Despite not technically being a property owner, you still have maintenance fees and expenses to worry about. Apart from maintenance fees, there could also be what are known as special assements. You’ll be locked into a very long contract, and the only way out is by selling your part of the timeshare, if that’s at all possible, maybe you can simply exit the contract, if you’re lucky, but with no financial return.

Why timeshares are bad investments

Firstly, under EU law, a timeshare, or variants such as fractional ownership, must never be sold as investments. If you understand property investment, you can already see why timeshares are awful investments just by looking at the description above. Effectively, you’re not gaining anything from the purchase. There’s a misconception that you’re acquiring an asset for a very cheap price, and then you can sell it for a profit. That won’t happen.

If you buy a timeshare, you’re pretty much committing to a long term prepayment of holidays. This isn’t necessarily a bad thing, but you’re not going to make any money at all. It’s the exact same as paying to go on a family holiday to the same country or resort every year. The value is in the relaxation and enjoyment; financial gain should never be factored into the equation. 

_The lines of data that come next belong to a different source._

PR #141, opened 2023-07-14
Refactor to use Span

gaetbout:
Passing Array is considered bad practice when not modifying the array.
Moreover it could lead to some ownership issues... It is best to use Span.

Updated some algo to do so

Also took the time to refactor where possible


delaaxe:
agreed as otherwise this requires doing clones.. would be useful to have the `base64` package accepts spans too

src/linalg/dot.cairo
```diff
@@ -24,11 +25,14 @@ fn dot<
...
-        index += 1;
-    };
-    value
+        match xs.pop_front() {
+            Option::Some(x_value) => {
+                let y_value = ys.pop_front().unwrap();
+                value += *x_value * *y_value;
+            },
+            Option::None(_) => {
+                break value;
```
LucasLvy, line 34: why do you return value ?

LucasLvy (changes requested):

gaetbout:
> agreed as otherwise this requires doing clones.. would be useful to have the base64 package accepts spans too

Can't as base 64 needs to add some info sometimes 🙁

src/linalg/dot.cairo
gaetbout: To return the "value" as it was existing before.
Since loop isn't ending by a `;` it'll return that break value as the return of the fn

LucasLvy (approved):

PR #144, opened 2023-07-25
Downgrade to Cairo 2.0.0

delaaxe:
`2.0.1` isn't supported on any testnet so addings alexandria as a dependency to any project makes it undeployable to any network currently.

## Pull Request type

- [ ] Bugfix
- [ ] Feature
- [X] Build-related changes

### DIFF
--- a/Scarb.toml
+++ b/Scarb.toml
@@ -5,7 +5,7 @@ description = "Starknet utilities"
 homepage = "https://github.com/keep-starknet-strange/alexandria/"
 
 [dependencies]
-starknet = ">=2.0.1"
+starknet = ">=2.0.0"
 
 [scripts]
 all = "scarb build && scarb test"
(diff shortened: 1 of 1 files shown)


delaaxe:
@LucasLvy

LucasLvy:
You can specify a commit/branch using scarb so I don't think it should be on main. I can create a specific branch for that WDYT ?

delaaxe:
Sure, if we can document the syntax for specifying the branch

Scarb.toml
```diff
@@ -5,7 +5,7 @@ description = "Starknet utilities"
 homepage = "https://github.com/keep-starknet-strange/alexandria/"
 
 [dependencies]
-starknet = ">=2.0.1"
+starknet = ">=2.0.0"
```
LucasLvy, line 8: Shouldn't this be like that ?
```suggestion
starknet = "=2.0.0"
```

LucasLvy (changes requested):

LucasLvy:
you probably need to downgrade scarb also

delaaxe:
`2.1` will be on testnet next week so not sure this is needed anymore

PR #3837, opened 2026-09-09
Make dependency management key substitution deterministic

alexarchambault:


alexarchambault:
(Agents stumbled upon that while working on https://github.com/coursier/coursier/pull/3742)

PR #3842, opened 2026-09-09
Allow User Agent to be customized

eed3si9n:
## Problem/Solution
We want to debug the Maven Central usage by overriding the User-Agent.


alexarchambault:
@eed3si9n What do you mean, by "[you] want to debug the Maven Central usage"?

eed3si9n:
Hi. Here's the relevant discussion, basically trying to subdivide Coursier users based on different scenarios I think - https://github.com/coursier/coursier/discussions/3841.

alexarchambault (approved):
Seems that can be useful, thanks!

PR #3844, opened 2026-09-10
Update default user agent and give more options to users for customizing it

alexarchambault:


eed3si9n:
@alexarchambault Could we get a new release of Coursier with this change plz?

PR #3869, opened 2026-09-22
Switch `cats-free` at `_2.13` to `cats-core`; add a check for cross-version dependencies

### LINKED ISSUE #3865: 2.1.25: all resolution commands fail with NoSuchMethodError — released jar bundles a mismatched cats
# Steps to reproduce

curl -fLo coursier.jar https://github.com/coursier/coursier/releases/download/v2.1.25/coursier.jar
java -jar coursier.jar fetch foo:bar:1.0

## Observed Behavior

Exception in thread "main" java.lang.NoSuchMethodError: 'cats.Align cats.implicits$.catsStdInstancesForList()'
	at coursier.cli.options.CacheOptions.params(CacheOptions.scala:162)
	at coursier.cli.options.CacheOptions.params(CacheOptions.scala:92)
	at coursier.cli.resolve.SharedResolveParams$.apply(SharedResolveParams.scala:32)
	at coursier.cli.fetch.FetchParams$.apply(FetchParams.scala:42)
	at coursier.cli.fetch.Fetch$.run(Fetch.scala:96)
This happens during argument parsing, before any network access. launch and resolve fail with the same error via their own *Params$.apply frames. --help and version still work, so the jar loads fine.

Seems to be independent of jdk version

Gedochao:
Fixes https://github.com/coursier/coursier/issues/3865

Copied the cross-Scala-version check from https://github.com/VirtusLab/scala-cli/blob/main/.github/scripts/check-cross-version-deps.sc


Gedochao:
~~Hmm... it seems that broke some Scala 2 checks... lemme take another look~~
Actually, just a bad commit on my side. Should be fixed.

alexarchambault:
Thanks @Gedochao, I already had a fix for that locally, pushed to https://github.com/coursier/coursier/pull/3879 now

PR #148, opened 2020-02-18
Fix AttributeError when historizing events

chrisjbremner:
I noticed a small bug when trying to historize an event with a `period` value not set to the default value of `None`. While `DataValue` objects store their timestamp in the `SourceTimestamp` attribute, `Event` objects instead use the `Time` attribute. It looks like there was some code for `DataValue`s that was re-used for `Event`s, and this attribute wasn't changed, causing this error:

```python
  File "asyncua\server\history.py", line 152, in save_event
    while len(evts) and now - evts[0].SourceTimestamp > period:
AttributeError: 'Event' object has no attribute 'SourceTimestamp'
```

This was tested by setting a short value for `period`, triggering an event, then triggering another event after the time specified in `period`, and confirming that the first event was removed from the history.

### DIFF
--- a/asyncua/server/history.py
+++ b/asyncua/server/history.py
@@ -149,7 +149,7 @@ class HistoryDict(HistoryStorageInterface):
         period, count = self._events_periods[event.emitting_node]
         now = datetime.utcnow()
         if period:
-            while len(evts) and now - evts[0].SourceTimestamp > period:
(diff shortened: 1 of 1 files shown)


oroulet:
I do not use history so I just trust you ;-) . Anyway it makes sense

PR #153, opened 2020-02-25
Message padding for keys larger than 2048 bit

miomad:
Changed message padding for a big private key as in https://reference.opcfoundation.org/v104/Core/docs/Part6/6.7.2/#6.7.2.5

Added certificates for test_crypto_connect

Remember, you are not buying a house, or any other real property for that matter, you are basically just buying time. The value of your timeshare will almost always decrease, so if you try to sell it, it will usually be for a loss. In other words, it does everything you don’t want an investment to do!

An investment in holidays must never be confused with a financial investment

Factually, the only use of the word investment where timeshare is concerned is an investment in future holidays. With entry level timeshare rapidly approaching £20,000, it’s hard to understand why anyone would spend that sort of money just to see it disappear literally overnight. How would you feel if you placed a £20,000 chip on red at a roulette table, only to see the little white ball land on black, well that analogy applies to buying timeshare.

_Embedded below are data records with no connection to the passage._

PR #154, opened 2020-02-25
Don't remove previous security token when revolving tokens

chrisjbremner:
In https://github.com/FreeOpcUa/python-opcua/pull/915, @jonasgreen88 introduced logic to revolve security tokens whenever a channel is renewed.

In my application, I had a client that used `opcua==0.98.5` and I recently switched to `asyncua==0.8.0`. In that switch, I started seeing an influx of errors that all said `Invalid security token id {n}, expected {n+1} or {0}`. In each case, the received token was always one less than the expected token.

After looking through the change where this was introduced, it seems like whenever the tokens were revolved, [the previous token was removed](https://github.com/FreeOpcUa/opcua-asyncio/compare/master...chrisjbremner:fix_revolve?expand=1#diff-b15c66d6385a64ef5957e8a8e40e354bL280), so that if you then received an "old" token after revolving, this error would be triggered, even if the "old" token was within the 25% expiration window. I didn't see anything in the spec (mainly looked in part 4, 5.5.2.1) that says that "old" tokens should be rejected after a new token is received, so I removed the logic that removes these old tokens prematurely.

In addition, this PR:
* Cleans up some of the conditional logic to un-nest things and make it slightly easier to read
* Applies [`black`](https://github.com/psf/black) to the modified logic with a line length of 99
* Moves `make_remote_symmetric_key` into `revolve_tokens` to simplify conditional logic

I'd love some feedback from @jonasgreen88 as to whether he thinks any of these changes could be detrimental. I have been able to test with a client and a server both using this code, and haven't encountered any issues.

### DIFF
--- a/asyncua/common/connection.py
+++ b/asyncua/common/connection.py
@@ -233,7 +233,6 @@ class SecureConnection:
         self.security_token = self.next_security_token
         self.next_security_token = ua.ChannelSecurityToken()
         self.security_policy.make_local_symmetric_key(self.remote_nonce, self.local_nonce)
-        self.security_policy.make_remote_symmetric_key(self.local_nonce, self.remote_nonce)
 
     def message_to_binary(self, message, message_type=ua.MessageType.SecureMessage, request_id=0):
         """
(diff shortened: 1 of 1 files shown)


oroulet:
I do not know that part of the code but that looks good for me. I am not really keen in low line length and often use 120, but maybe 99 is ok (I often use yapf and not black)

chrisjbremner:
No problem, I changed it to 120in https://github.com/FreeOpcUa/opcua-asyncio/pull/154/commits/dfd5751274b2c5cb269bb8846965db96fbb57bf0

chrisjbremner:
For further context on why this was an issue for me (in case it also becomes an issue for someone else), I was running a server using an older version of `opcua` (`0.98.5`) that did not have the security token rotation that was implemented in https://github.com/FreeOpcUa/python-opcua/pull/915. Then I was using an `asyncua` (`0.8.0`) client running the change that was implemented in https://github.com/FreeOpcUa/opcua-asyncio/commit/c51b2c73f37ea14ea0d9e3d45e1d2bd3a8a22f2d.

In the old server code, whenever the server sent a `PublishResponse`, it used the security token it received from the `PublishRequest`. If the `PublishRequest` and `PublishResponse` had a significant time gap between which the channel was renewed, the `PublishResponse` would arrive at the client with an outdated token.

Would it make sense to add an argument that could be passed into the `SecureConnection` to disable this token check in scenarios where you are using an older version of the server?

Being fair, losing at roulette is a total loss, whereas timeshare does at least supply a holiday each year (subject to availability), but as we are focussing on investment, the capital loss is pretty much the same. The scenario gets even worse if you are borrowing someone else’s money to make the investment, we mean bank borrowing. We recently wrote an article on this very subject and the results of our research don’t paint a rosy picture.

TCA comment

In the world of investments we often refer to assets, those possessions we own, be it a share portfolio, our house or jewellery, these are all assets that have a value. Timeshare can never be classed as an asset, in fact, given the ongoing costs associated with it, and the virtually zero resale value, a more apt description would be a liability.

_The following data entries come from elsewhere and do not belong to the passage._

PR #157, opened 2020-02-27
added is_connected() method & PEP-8 asyncua/client/client.py

### LINKED ISSUE #155: How can I know if the connection is still active?
Is there a way to know if the connection is still active?

I tried with `send_hello` but when I send that message, the connection drops after a while. (wondering why)

Is there any way? will make sense to have that functionality?

luisfmelo:
Close #155 

Changes:
- added is_connected() method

Charities are always pleased to accept bequeathments, be it an old watch or a laptop, these have a value. We know of no UK charity that will accept a timeshare as they are all too aware that there is no saleable value just demands for annual maintenance until such time as it can be disposed of.

If you are considering entering into a timeshare contract, then be aware that whatever you have to pay will effectively be like putting your chips on red when the ball lands on black.